Слишком поздно. Синяя змея скользнула между плинтусом и стеной.
На моей кисти осталась с тех пор странная белая метина.
Мой отец, расстреляв патроны, отшвырнул пистолет, бросился на пол и горько, глухо, исступленно зарыдал.
Свинья
Бледные и жирные свиньи, проколотые ржавым острием…
Туман не рассеивался. Напротив, неодолимо сгущался. Полосы более разреженные жадно поглощались пеленой, и сдвоенные светлые кольца фар плясали на белой, воздвигнутой в ночи стене. Вести машину становилось все более опасно. Белые, легкие, влажные хлопья, рожденные невесть где, в каких-то оврагах, неслышно собирались, стягивались в плотную,
Артур Кроули резко сбавил скорость. Каждый момент надо было тормозить перед воображаемым препятствием. Чудился то грузовик, то дерево посреди дороги, то объекты совсем маловероятные: катер, катафалк, группа скаутов на велосипедах…
Он чувствовал, что не может более выносить изнуряющего напряжения. Продолжать путь было утомительно и страшно. Да и куда он доедет среди ночи? Он еще более сбавил ход и решил остановиться в любом мало-мальски подходящем месте.
Ему неожиданно повезло. Справа, на небольшом расстоянии от шоссе, неоновая вывеска замаячила в тумане. Он свернул и поехал по разбитой булыжной дороге вдоль вспаханной полосы.

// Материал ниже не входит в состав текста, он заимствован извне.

Issue #3505, opened 2018-05-30
Sort spectra in OnDisc experiment


timosachsenberg:
https://github.com/OpenMS/OpenMS/blob/develop/src/openms/source/FORMAT/HANDLERS/MzMLSpectrumDecoder.cpp#L310 and here https://github.com/OpenMS/OpenMS/blob/develop/src/openms/source/FORMAT/HANDLERS/MzMLSpectrumDecoder.cpp#L343

hroest:
also if we assume spectra are sorted, we should sort them in all other readers (mzData, mzXML etc) before use

PR #4306, opened 2019-10-15
Sort spectra

poshul:
Sort spectra for MzML. Addresses #3505


src/openms/source/FORMAT/HANDLERS/MzMLSpectrumDecoder.cpp
```diff
@@ -306,6 +306,7 @@ namespace OpenMS
 
     if (data.size() > 2) 
     {
+      spectrum.sortByPosition();
```
hroest: I dont understand how this can work, first you fill in the data in the correct order, then you sort the m/z data only, then you add the meta data? This seems all wrong.

timosachsenberg:
close for now

PR #4307, opened 2019-10-15
[FIX] TOPPView when running TOPP tool 

### LINKED ISSUE #4164: Windows: TOPPView fails to execute TOPP tool if username / tmp file path has space in it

Вывеска гласила: «Красный мак». Это был довольно объемистый коттедж недавней постройки, возведенной, очевидно, на территории старой фермы – там, в глубине, ее строения поднимались в тумане мрачными смутными кубическими блоками.
Артур Кроули ехал согласно стрелке, указующей «паркинг». На бетонной площадке в одиночестве пребывал черный автомобиль. Кроули поставил свою машину рядом, погасил фары, и тьма сразу обступила его со всех сторон. Понемногу забрезжил странный серый полумрак. Когда он хлопнул дверцей, занавеска в окне коттеджа отодвинулась и кто-то выглянул.
Это помогло сориентироваться, он зашагал по мощеной кирпичом дорожке и открыл дверь. Обычное бистро, каких множество на всех трассах. Лакированная стойка, ряды бутылок с крикливыми этикетками, музыкальный аппарат с механической сменой пластинок, блестящий, словно электрическая кухонная плита, откуда вылетало нечто бравурное и назойливое. Несколько столиков, покрытых клеенкой в красно-белую клетку. Под потолком тянулись балки слишком светлого дерева.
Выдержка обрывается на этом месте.